-
**Posterior-sample provenance and parameter-estimation configuration are insufficiently documented, making it unclear whether differences are purely waveform-driven or partly due to non-waveform analysis differences (Sec. 2.1.1; also impacts Sec. 3.1–3.4).** The paper does not clearly state the PE framework(s) used (Bilby/LALInference/RIFT/…), whether priors and likelihood settings are identical across waveform models (mass/spin/distance priors; reference frequency; parameterization), the detector network and data segment, PSD estimation, calibration-uncertainty treatment, low-frequency cutoff, marginalizations, sampler settings/convergence diagnostics, and whether all runs used matched settings. *Recommendation:* Expand Sec. 2.1.1 with a reproducibility-grade description of the PE runs and posterior sources. Include a compact configuration table listing, for each waveform model: PE code and version, likelihood and priors (explicitly confirming they are identical across models or enumerating differences), data segment duration, detector network, $f_{\rm low}$, PSD method, calibration treatment, marginalizations, sampler type and key settings, and convergence/quality diagnostics (e.g., ESS; multiple chains where applicable). If posteriors come from public LVK/GWOSC releases, provide DOIs/URLs and document any post-processing. Briefly discuss (Sec. 1 or Sec. 4) how residual non-waveform differences could bias the interpreted “waveform systematics.”
-
**Waveform-model characterization is corrupted/non-informative (Table 1; Sec. 2.1.2, 2.4, 3.3), which undermines the central grouping/attribution analysis.** The current “Key Characteristics” entries contain filler text and omit essential details (domain, higher modes, precession implementation, calibration/training range, validity limits).
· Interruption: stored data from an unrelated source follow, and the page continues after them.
PR #1869, opened 2023-07-18
Fix crash if we don't get `first` stanza during RSM

jubalh:


sjaeckel (approved):
As indicated by XEP 0059, the `first` element is optional, so this patch fixes a bug.

Issue #1880, opened 2023-08-27
`/plugins install` without connected account crashes


jubalh:
Reason is: https://github.com/profanity-im/profanity/commit/3a86b8c29
Created to fix: https://github.com/profanity-im/profanity/issues/1624

It wants to get the tls setting based on account but doesn't check whether account != NULL.

Options:
1) `/plugins install` should only work when we are connected and respect the tls setting according to account
2) it should take the tls setting from the default account and if none is set cancel
3) it should always validate the cert. Since it's actually an unrelated decision whether the user wants to validate the certificate of his xmpp server vs any web server where he wants to install his plugins from
4) a new setting

Personally I like 1 the most.

jubalh:
@sjaeckel opinion? :)

sjaeckel:
> @sjaeckel opinion? :)

c.f. https://github.com/profanity-im/profanity/pull/1882#pullrequestreview-1597717430 :)

PR #1882, opened 2023-08-28
Don't crash when using `/plugins install` disconnected

### LINKED ISSUE #1624: /sendfile does not work with self signed cert

jubalh:
When we are not connected and run `/plugins install` we crash because we get the account struct to check for the (xmpp) tls setting. To apply that to the http (etc) connection to download the plugin from a server.

This got introduced in 3a86b8c29 to fix #1624.

There are several ways to handle this (some described in 1880) in this patch I took the route that it will use secure connection when we are nto connected and will only check the tls.trust account setting if we are connected.

Fix https://github.com/profanity-im/profanity/issues/1880

I ran valgrind when using my new feature
no

### DIFF
--- a/src/tools/http_download.c
+++ b/src/tools/http_download.c
@@ -134,7 +134,10 @@ http_file_get(void* userdata)
     gchar* cert_path = prefs_get_string(PREF_TLS_CERTPATH);
     gchar* cafile = cafile_get_name();
     ProfAccount* account = accounts_get_account(session_get_account_name());
-    gboolean insecure = account->tls_policy && strcmp(account->tls_policy, "trust") == 0;
+    gboolean insecure = FALSE;
+    if (account) {
+        insecure = account->tls_policy && strcmp(account->tls_policy, "trust") == 0;
+    }
     account_free(account);
     pthread_mutex_unlock(&lock);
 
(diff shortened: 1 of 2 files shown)


sjaeckel (approved):
I like that approach!

Issue #1877, opened 2023-08-23
Profanity fails to properly detect URLs wrapped in <>


mdosch:
If an URL is wrapped in <>, e.g.:

```
Fürst Pückler bezeichnet: (<https://de.wikipedia.org/wiki/F%C3%BCrst_P%C3%BCckler>)
```

profanitys `/url open <tab>` will try expand to `/url open https://de.wikipedia.org/wiki/F%C3%BCrst_P%C3%BCckler>)`.

I think `<` and `>` should not be considered as part of an URL as they are unsafe characters that must be escaped:

> Characters can be unsafe for a number of reasons.  The space
> character is unsafe because significant spaces may disappear and
> insignificant spaces may be introduced when URLs are transcribed or
> typeset or subjected to the treatment of word-processing programs.
> The characters "<" and ">" are unsafe because they are used as the
> delimiters around URLs in free text; […]
https://datatracker.ietf.org/doc/html/rfc1738

## Expected Behavior

`/url open <tab>` with the previous example should expand to `/url open https://de.wikipedia.org/wiki/F%C3%BCrst_P%C3%BCckler`.

## Current Behavior

`/url open <tab>` expands to `/url open https://de.wikipedia.org/wiki/F%C3%BCrst_P%C3%BCckler>)`.

## Steps to Reproduce (for bugs)

1. See explanation at the beginning.

## Environment
* Debian Testing/Unstable

```
profanity --version
Profanity, version 0.14.0dev.master.492efc43
Copyright (C) 2012 - 2019 James Booth <boothj5web@gmail.com>.
Copyright (C) 2019 - 2023 Michael Vetter <jubalh@iodoru.org>.
License GPLv3+: GNU GPL version 3 or later <https://www.gnu.org/licenses/gpl.html>

This is free software; you are free to change and redistribute it.
There is NO WARRANTY, to the extent permitted by law.

Build information:
XMPP library: libstrophe
Desktop notification support: Enabled
OTR support: Disabled
PGP support: Enabled (libgpgme 1.18.0)
OMEMO support: Enabled
C plugins: Enabled
Python plugins: Disabled
GTK icons/clipboard: Disabled
GDK Pixbuf: Enabled
```

jubalh:
[...]

PR #1883, opened 2023-08-28
Cut URLs before adding to automcomp at `>`

jubalh:
First I tried with g_uri_parse() and g_uri_to_string() but then I learned that GUri validation API is only for things that are part of a proper URL.

Let's cut the string at `>` since they are sometimes enclosed in `<>`.

Fix https://github.com/profanity-im/profanity/issues/1877

### DIFF
--- a/src/ui/window_list.c
+++ b/src/ui/window_list.c
@@ -1310,7 +1310,8 @@ wins_add_urls_ac(const ProfWin* const win, const ProfMessage* const message, con
     GRegex* regex;
     GMatchInfo* match_info;
 
-    regex = g_regex_new("(https?|aesgcm)://\\S+", 0, 0, NULL);
+    // https://stackoverflow.com/questions/43588699/regex-for-matching-any-url-character
+    regex = g_regex_new("(https?|aesgcm)://[\\w\\-.~:/?#\\[\\]@!$&'()*+,;=%]+", 0, 0, NULL);
     g_regex_match(regex, message->plain, 0, &match_info);
 
     while (g_match_info_matches(match_info)) {


jubalh:
Maybe adjusting the regex used at https://github.com/profanity-im/profanity/pull/1883/files#diff-1a7db58e738a75a1ee3630328ced5287e85e1f30168c13d6d1d680d5f7c2a830L1313 would be better. If anyone is a regex master here .. ;)

sjaeckel:
> Maybe adjusting the regex used at https://github.com/profanity-im/profanity/pull/1883/files#diff-1a7db58e738a75a1ee3630328ced5287e85e1f30168c13d6d1d680d5f7c2a830L1313 would be better. If anyone is a regex master here .. ;)

... now we have two problems ... 

```
$ git diff -U1
diff --git a/src/ui/window_list.c b/src/ui/window_list.c
index a00fcb43..2206c6d8 100644
--- a/src/ui/window_list.c
+++ b/src/ui/window_list.c
@@ -1312,3 +1312,3 @@ wins_add_urls_ac(const ProfWin* const win, const ProfMessage* const message, con
 
-    regex = g_regex_new("(https?|aesgcm)://\\S+", 0, 0, NULL);
+    regex = g_regex_new("(https?|aesgcm)://[\\w\\-.~:/?#\\[\\]@!$&'()*+,;=%]+", 0, 0, NULL);
     g_regex_match(regex, message->plain, 0, &match_info);

```

No regex master here, https://stackoverflow.com/q/43588699 did most of the work, I only had to change the escaping.

sjaeckel:
Could you please add a comment that references the SO thread?

PR #1887, opened 2023-09-08
Fix OMEMO keyfile loading

sjaeckel:
We have to lazy load the keyfiles as they will maybe be written at one point and should be initialized by that time.

Reported by @H3rnand3zzz 

Fixup of ca2df180d81f1b30142e63cd7621a00eb9248913 resp. #1886


H3rnand3zzz:
Indeed fixes the issue.

PR #1891, opened 2023-10-04
Minor improvements

sjaeckel:
Check commit messages for details.

### DIFF
--- a/src/config/accounts.c
+++ b/src/config/accounts.c
@@ -481,7 +481,7 @@ static void
 _accounts_set_string_option(const char* account_name, const char* const option, const char* const value)
 {
     if (accounts_account_exists(account_name)) {
-        g_key_file_set_string(accounts, account_name, option, value);
+        g_key_file_set_string(accounts, account_name, option, value ?: "");
         _save_accounts();
     }
 }
--- a/src/event/server_events.c
+++ b/src/event/server_events.c
@@ -300,7 +300,8 @@ sv_ev_room_history(ProfMessage* message)
     ProfMucWin* mucwin = wins_get_muc(message->from_jid->barejid);
     if (mucwin) {
         // if this is the first successful connection
-        if (ev_is_first_connect()) {
+        // or for some reason the `last_msg_timestamp` is not initialized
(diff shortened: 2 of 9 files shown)


src/config/accounts.c
```diff
@@ -481,7 +481,7 @@ static void
 _accounts_set_string_option(const char* account_name, const char* const option, const char* const value)
 {
     if (accounts_account_exists(account_name)) {
-        g_key_file_set_string(accounts, account_name, option, value);
+        g_key_file_set_string(accounts, account_name, option, value ?: "");
```
jubalh, line 484: Isn't here a second "value" missing? Or is this some even shorter syntax? :)

sjaeckel: That's a gcc specific extension of the ternary operator https://gcc.gnu.org/onlinedocs/gcc/Conditionals.html

src/event/server_events.c
```diff
@@ -300,7 +300,8 @@ sv_ev_room_history(ProfMessage* message)
     ProfMucWin* mucwin = wins_get_muc(message->from_jid->barejid);
     if (mucwin) {
         // if this is the first successful connection
-        if (ev_is_first_connect()) {
+        // or for some reason the `last_msg_timestamp` is not initialized
+        if (ev_is_first_connect() || !mucwin->last_msg_timestamp) {
```
jubalh, line 304: This seems not right to me.
We want to set it inside this if loop actually?

jubalh: d53c477e4 changed this btw.

sjaeckel: > [d53c477](https://github.com/profanity-im/profanity/commit/d53c477e4e2589e15267fe2b3de4bc59fe32aa3e) changed this btw.

maybe it did, but now we have cases where `g_date_time_compare()` is called with first argument set to `NULL`, which means that something is off.

> This seems not right to me.
> We want to set it inside this if statement actually?

What is not right here? We want to initialize `mucwin->last_msg_timestamp` if it is `NULL`.

jubalh: Somehow I'm too confused right now to completely understand it :) But I'll just trust you on this ;)

PR #1153, opened 2024-12-21
don't use reducedim_initarray

adienes:
to be applied after / on top of https://github.com/JuliaLang/julia/pull/55318


dkarrasch:
IIUC then this is outdated, right? Can we close this?

adienes:
the successor, https://github.com/JuliaLang/julia/pull/58418, would still deprecate `reducedim_initarray` so there would still be action required in LA.jl, but that PR is still slightly a moving target and it's possible it will end up including a more "canonical" migration than the one I suggested here, so I'm happy to close this until that PR is closer to finalizing

PR #1163, opened 2025-01-03
evalpoly for matrix polynomials

### LINKED ISSUE #1161: `evalpoly` is broken for matrices
```julia-repl
help?> evalpoly
evalpoly(x, p)

Evaluate the polynomial \sum_k x^{k-1} p[k] ...

julia> _evalpoly(x, p) = sum(x^(k-1)*p[k] for k in eachindex(p))
_evalpoly (generic function with 1 method)

julia> x = 10*one(zeros(2,2))
2×2 Matrix{Float64}:
 10.0   0.0
  0.0  10.0

julia> p = [1,2,3]
3-element Vector{Int64}:
 1
 2
 3

julia> _evalpoly(x, p)
2×2 Matrix{Float64}:
 321.0    0.0
   0.0  321.0

julia> evalpoly(x, p)
ERROR: MethodError: no method matching +(::Matrix{Float64}, ::Int64)
For element-wise addition, use broadcasting with dot syntax: array .+ scalar
The function `+` exists, but no method is defined for this combination of argument types.

Closest candidates are:
  +(::Any, ::Any, ::Any, ::Any...)
   @ Base operators.jl:596
  +(::BigFloat, ::Union{Int16, Int32, Int64, Int8})
   @ Base mpfr.jl:506
  +(::Base.CoreLogging.LogLevel, ::Integer)
   @ Base logging/logging.jl:132
  ...

Stacktrace:
 [1] muladd(x::Matrix{Float64}, y::Int64, z::Int64)
   @ Base.Math ./math.jl:1470
 [2] _evalpoly
   @ ./math.jl:114 [inlined]
 [3] evalpoly(x::Matrix{Float64}, p::Vector{Int64})
   @ Base.Math ./math.jl:107
 [4] top-level scope
   @ REPL[27]:1
```

stevengj:
Closes #1161.

Includes a generic out-of-place fallback implementation as well as an in-place `evalpoly!` method; the latter is called by default only for `X::StridedMatrix{<:Number}` for now, to be conservative.   (e.g. it's much trickier to allocate the in-place buffers correctly for matrices of matrices, which we don't support very well, and I'm not sure this would work well for sparse matrices.)  More optimized cases can always be added later.


mcabbott:
In addition to `X::StridedMatrix{<:Number}`, doesn't the in-place version need to widen based on the coefficients' types? Some failure cases:
```julia
julia> evalpoly([1 2; 3 4], (5, 6))  # error without this PR
2×2 Matrix{Int64}:
 11  12
 18  29

julia> evalpoly([1 2; 3 4], (5, 6.7))
ERROR: InexactError: Int64(6.7)
Stacktrace:
...
 [11] evalpoly!(Y::Matrix{Int64}, X::Matrix{Int64}, p::Tuple{Int64, Float64})
    @ Main ./REPL[4]:19

julia> evalpoly([1.0 2.0; 3.0 4.0], (2, 3+im, 4))
ERROR: InexactError: Float64(7.0 + 1.0im)
```

stevengj:
Argh, this is a PITA to get right for heterogeneous tuples of coefficients, especially for a tuple of dimensionful coefficients.  (e.g. suppose that `X` is in meters, and the coefficients `p` are in `(s, s/m, s/m^2)` — this is dimensionfully correct with an `evalpoly` result in seconds, but you can't simply promote the elements of `p`).

What is a good way to compute the correct element type of the result matrix?

For `p` a tuple of numbers, I'm tempted to do `typeof(evalpoly(zero(eltype(X)), p))`, but that will fail if `eltype(X)` is abstract.

One option would be to just punt on `evalpoly!` for now.  Another option would be to only support homogeneous tuples.

mcabbott:
Ah now I see some logic for `p[begin]` which my examples happened to avoid.

Only accepting `p::NTuple` (and concretely typed vectors) seems fine really. And perhaps even `StridedMatrix{<:AbstractFloat}` with real coefficients (to avoid my integer example), sim. complex with real-or-complex? 

Easy to add methods to send your own fancy types to `evalpoly!` if you want something not covered by this.

stevengj:
I tightened up the type signatures for dispatch to `evalpoly!` and it fixes your examples, along with abstractly typed arrays.  (Also added tests.)

mcabbott:
This is a little harder to fool, but:
```julia
julia> evalpoly([1 2; 3 4], Number[5.5, 6])
ERROR: InexactError: Int64(11.5)

julia> evalpoly([1.0 2.0; 3.0 4.0], Number[2, 3, 4+im])
ERROR: InexactError: Float64(4.0 + 1.0im)
```

LilithHafner:
I think it makes sense to dispatch to `_evalpoly` in the case of vectors with non-concrete eltype. We could do a reducion with promotion but I don't think it's worth trying particularly hard to optimize that case.

src/evalpoly.jl
```diff
@@ -0,0 +1,85 @@
+# matrix methods for evalpoly(X, p) = ∑ₖ Xᵏ⁻¹ p[k]
+
+# non-inplace fallback for evalpoly(X, p)
+function _evalpoly(X::AbstractMatrix, p)
+    Base.require_one_based_indexing(p)
+    p0 = isempty(p) ? Base.reduce_empty_iter(+, p) : p[end]
+    Xone = one(X)
+    S = Base.promote_op(*, typeof(Xone), typeof(Xone))(Xone) * p0
```
martinholters: Should this be
```suggestion
    S = convert(Base.promote_op(*, typeof(Xone), typeof(Xone)), Xone) * p0
```
to avoid unnecessary allocation of a new matrix in the likely event that `Xone isa Base.promote_op(*, typeof(Xone), typeof(Xone))`?

That aside, I'm not a fan of `promote_op` in general. What's the benefit here anyway?

stevengj: What would you use instead of `promote_op`?

martinholters: I'm missing background here to answer that. To start: what's wrong with just `S = Xone * p0`?

dkarrasch: I guess you want to make sure that a `Bool` eltype is promoted to `Int`:

```julia
julia> X = rand(Bool, 2, 2)
2×2 Matrix{Bool}:
 0  0
 0  1

julia> one(X)
2×2 Matrix{Bool}:
 1  0
 0  1

julia> one(X)^2
2×2 Matrix{Int64}:
 1  0
 0  1
```

And I agree about using `convert`.

ViralBShah:
Is this good to merge (assuming tests pass)?

LilithHafner:
@mcabbott's [comment](https://github.com/JuliaLang/LinearAlgebra.jl/pull/1163#issuecomment-2569992351) is still not addressed. That said, those cases already error.

ViralBShah:
Would it be better to merge this if it is at least addressing some of the issues?

LilithHafner:
CI failure is in matmul so probably unrelated. If so, I think it's likely reasonable to merge this even with @mcabbott's unresolved comment. Do you agree, @mcabbott?

mcabbott:
I have no strong feelings... my examples above invented to break this do seem unlikely to show up in the wild.

ViralBShah:
@stevengj We should have merged this earlier, but it would be great if you can update the PR and get it in.

PR #1169, opened 2025-01-14
Let `cond` of an empty square matrix return zero

### LINKED ISSUE #778: `cond` fails for null dimensions
The following command fails (the result should be probably 0, as in MATLAB):
```

cond(ones(0,0)) 

ERROR: ArgumentError: reducing over an empty collection is not allowed
Stacktrace:
 [1] _empty_reduce_error() at .\reduce.jl:299
 [2] reduce_empty(::Function, ::Type{Float64}) at .\reduce.jl:309
 [3] mapreduce_empty(::typeof(identity), ::Function, ::Type{T} where T) at .\reduce.jl:343
 [4] reduce_empty(::Base.MappingRF{typeof(identity),typeof(max)}, ::Type{Float64}) at .\reduce.jl:329
 [5] reduce_empty_iter at .\reduce.jl:355 [inlined]
 [6] mapreduce_empty_iter(::Function, ::Function, ::Array{Float64,1}, ::Base.HasEltype) at .\reduce.jl:351
 [7] _mapreduce(::typeof(identity), ::typeof(max), ::IndexLinear, ::Array{Float64,1}) at .\reduce.jl:400
 [8] _mapreduce_dim at .\reducedim.jl:318 [inlined]
 [9] #mapreduce#620 at .\reducedim.jl:310 [inlined]
 [10] mapreduce at .\reducedim.jl:310 [inlined]
 [11] _maximum at .\reducedim.jl:727 [inlined]
 [12] _maximum at .\reducedim.jl:726 [inlined]
 [13] #maximum#631 at .\reducedim.jl:722 [inlined]
 [14] maximum at .\reducedim.jl:722 [inlined]
 [15] cond(::Array{Float64,2}, ::Int64) at D:\buildbot\worker\package_win64\build\usr\share\julia\stdlib\v1.5\LinearAlgebra\src\dense.jl:1431
 [16] cond(::Array{Float64,2}) at D:\buildbot\worker\package_win64\build\usr\share\julia\stdlib\v1.5\LinearAlgebra\src\dense.jl:1429
 [17] top-level scope at REPL[11]:1
```

martinholters:
Transfer of https://github.com/JuliaLang/julia/pull/38372. Summary of the discussion there:
We have this inconsistency:
```julia
julia> cond(ones(0,0), 1)
0.0

julia> cond(ones(0,0), 2)
ERROR: ArgumentError: reducing over an empty collection is not allowed; consider supplying `init` to the reducer

julia> cond(ones(0,0), Inf)
0.0
```
If it wasn't breaking, making all cases throw would be acceptable behavior. This PR goes the other way, making the `p==2` case also return zero. Although met with some skepticism, if there is to be chosen a value, zero is probably it.

I think the main question is whether the inconsistency or the somewhat dubious return-value is the lesser evil. Mainly porting this over as a reminder to reach a decision. Either way we should probably close #778; either by resolving it with this PR or as won't-fix.

Fixes #778.

### DIFF
--- a/src/dense.jl
+++ b/src/dense.jl
@@ -1779,6 +1779,10 @@ Condition number of the matrix `M`, computed using the operator `p`-norm. Valid 
 """
 function cond(A::AbstractMatrix, p::Real=2)
     if p == 2
+        if isempty(A)
+            checksquare(A)
+            return zero(real(eigtype(eltype(A))))
+        end
         v = svdvals(A)
         maxv = maximum(v)
         return iszero(maxv) ? oftype(real(maxv), Inf) : maxv / minimum(v)
--- a/test/dense.jl
+++ b/test/dense.jl
@@ -57,23 +57,16 @@ Random.seed!(1234323)
         @test cond(Mars, Inf) ≈ 7.1
     end
     @testset "Empty matrices" begin
-        # zero for square (i.e. 0×0) matrices
-        @test cond(zeros(Int, 0, 0), 1) === 0.0
-        @test cond(zeros(Int, 0, 0), 2) === 0.0
-        @test cond(zeros(Int, 0, 0), Inf) === 0.0
-        @test cond(zeros(0, 0), 1) === 0.0
-        @test cond(zeros(0, 0), 2) === 0.0
-        @test cond(zeros(0, 0), Inf) === 0.0
-        @test cond(zeros(ComplexF64, 0, 0), 1) === 0.0
-        @test cond(zeros(ComplexF64, 0, 0), 2) === 0.0
-        @test cond(zeros(ComplexF64, 0, 0), Inf) === 0.0
-        # error for non-square matrices
-        @test_throws DimensionMismatch cond(zeros(10, 0), 1)
-        @test_throws DimensionMismatch cond(zeros(0, 10), 1)
-        @test_throws DimensionMismatch cond(zeros(10, 0), 2)
-        @test_throws DimensionMismatch cond(zeros(0, 10), 2)
-        @test_throws DimensionMismatch cond(zeros(10, 0), Inf)
-        @test_throws DimensionMismatch cond(zeros(0, 10), Inf)
+        for norm in (1,2,Inf)
+            # zero for square (i.e. 0×0) matrices
+            @test cond(zeros(Int, 0, 0), norm) === 0.0
+            @test cond(zeros(0, 0), norm) === 0.0
+            @test cond(zeros(ComplexF64, 0, 0), norm) === 0.0
+            # error for non-square matrices
+            for size in ((10,0), (0,10))
+                @test_throws DimensionMismatch cond(zeros(size...), norm)
+            end
+        end
     end
 end
 
--- a/test/dense.jl
+++ b/test/dense.jl
@@ -56,6 +56,25 @@ Random.seed!(1234323)
         @test cond(Mars, 2)   ≈ 6.181867355918493
         @test cond(Mars, Inf) ≈ 7.1
     end
+    @testset "Empty matrices" begin
+        # zero for square (i.e. 0×0) matrices
+        @test cond(zeros(Int, 0, 0), 1) === 0.0
+        @test cond(zeros(Int, 0, 0), 2) === 0.0
+        @test cond(zeros(Int, 0, 0), Inf) === 0.0
+        @test cond(zeros(0, 0), 1) === 0.0
+        @test cond(zeros(0, 0), 2) === 0.0
+        @test cond(zeros(0, 0), Inf) === 0.0
+        @test cond(zeros(ComplexF64, 0, 0), 1) === 0.0
+        @test cond(zeros(ComplexF64, 0, 0), 2) === 0.0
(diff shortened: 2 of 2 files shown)


stevengj:
Thinking about this a bit more, this seems sensible, at least for **square** empty matrices.  For square matrices, we define the condition number as $\Vert A \Vert \cdot \Vert A^{-1} \Vert$.  For an empty matrix, the norm should be zero (because it's the additive identity), and the inverse of a *square* empty matrix is itself (since $Ax = b$ has a unique solution: an empty $b$ is unique, and empty $x$ solves it).

Returning 0 is also [what Matlab does](https://www.mathworks.com/matlabcentral/answers/1744315-condition-number-of-empty-matrix), it seems.

src/dense.jl
```diff
@@ -1779,6 +1779,7 @@ Condition number of the matrix `M`, computed using the operator `p`-norm. Valid
 """
 function cond(A::AbstractMatrix, p::Real=2)
     if p == 2
+        isempty(A) && return zero(real(eigtype(eltype(A))))
```
```suggestion
        if isempty(A)
            checksquare(A)
            return zero(real(eigtype(eltype(A))))
        end
```

stevengj: (Note that the `p == 1 || p == Inf` branch also calls `checksquare`).

martinholters:
Agree, restricting to square `A` is reasonable.

stevengj:
Would be good to have a `@test_throws` to ensure it throws for non-square empty matrices.

test/dense.jl
```diff
@@ -56,6 +56,25 @@ Random.seed!(1234323)
...
+        @test cond(zeros(ComplexF64, 0, 0), 1) === 0.0
+        @test cond(zeros(ComplexF64, 0, 0), 2) === 0.0
+        @test cond(zeros(ComplexF64, 0, 0), Inf) === 0.0
+        # error for non-square matrices
+        @test_throws DimensionMismatch cond(zeros(10, 0), 1)
+        @test_throws DimensionMismatch cond(zeros(0, 10), 1)
+        @test_throws DimensionMismatch cond(zeros(10, 0), 2)
+        @test_throws DimensionMismatch cond(zeros(0, 10), 2)
+        @test_throws DimensionMismatch cond(zeros(10, 0), Inf)
+        @test_throws DimensionMismatch cond(zeros(0, 10), Inf)
```
stevengj, line 76:
```suggestion
        for size in ((10,0), (0,10)), norm in (1,2,Inf)
            @test_throws DimensionMismatch cond(zeros(size...), norm)
        end
```

stevengj:
```suggestion
        for norm in (1,2,Inf)
            # zero for square (i.e. 0×0) matrices
            @test cond(zeros(Int, 0, 0), norm) === 0.0
            @test cond(zeros(0, 0), norm) === 0.0
            @test cond(zeros(ComplexF64, 0, 0), norm) === 0.0
            # error for non-square matrices
            for size in ((10,0), (0,10))
                @test_throws DimensionMismatch cond(zeros(size...), norm)
            end
        end
```

martinholters: Sure, why not.

test/dense.jl
```diff
@@ -56,6 +56,18 @@ Random.seed!(1234323)
...
     end
+    @testset "Empty matrices" begin
+        for norm in (1,2,Inf)
+            # zero for square (i.e. 0×0) matrices
+            @test cond(zeros(Int, 0, 0), norm) === 0.0
+            @test cond(zeros(0, 0), norm) === 0.0
+            @test cond(zeros(ComplexF64, 0, 0), norm) === 0.0
+            # error for non-square matrices
+            for size in ((10,0), (0,10))
+                @test_throws DimensionMismatch cond(zeros(size...), norm)
```
martinholters:
```suggestion
        for p in (1,2,Inf)
            # zero for square (i.e. 0×0) matrices
            @test cond(zeros(Int, 0, 0), p) === 0.0
            @test cond(zeros(0, 0), p) === 0.0
            @test cond(zeros(ComplexF64, 0, 0), p) === 0.0
            # error for non-square matrices
            for size in ((10,0), (0,10))
                @test_throws DimensionMismatch cond(zeros(size...), p)
```
Making the variable match the parameter name might be slightly more readable.

stevengj (approved):

Jutho:
I am trying to understand the argumentation here. I see zero was the least breaking change. But in principle, for any consistent norm, we have
$$\kappa(A) = \lVert A\rVert \lVert A^{-1}\rVert \geq \lVert A A^{-1}\rVert = 1$$,
i.e. $$\kappa(A)$$ lies in the range $$[+1, +\infty]$$. Instead of saying that the empty matrix is the additive identity, one could also say that it is the multiplicative identity, which I think makes much more sense in the setting where one uses condition numbers. Indeed, as pointed out by @stevengj , $$A * x = b$$ where $$A$$ and $$b$$ are empty has a unique solution, namely also $$x$$ is empty or thus $$x = b$$ or thus $$A$$ is the (multiplicative) identity, and thus I would expect condition number $$\kappa(A)=1$$.

Jutho:
Never mind, reading the Matlab discussion linked to above made things a bit clearer. My apologies for the noise.

PR #1171, opened 2025-01-16
fix error messages

araujoms:
The code is doing the right thing, I'm changing the error messages to match.


dkarrasch (approved):

dkarrasch:
Thanks, @araujoms!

As written, readers cannot assess whether the groupings are correct or whether GW231123 lies near/over model validity boundaries. *Recommendation:* Replace Table 1 with accurate, citation-backed model descriptions. For each of NRSur7dq4, SEOBNRv5PHM, IMRPhenomTPHM, IMRPhenomXO4a, IMRPhenomXPHM, explicitly list: (i) time vs frequency domain; (ii) precession treatment (e.g., twisting-up vs fully precessing surrogate) and frame conventions; (iii) higher-mode content; (iv) calibration/training data and parameter-space coverage ($q$, spin magnitudes, etc.); (v) known limitations relevant to GW231123 (extrapolation risk). Then ensure Sec. 2.4 (group definitions) and Sec. 3.3 (attribution statements) directly reference these documented properties.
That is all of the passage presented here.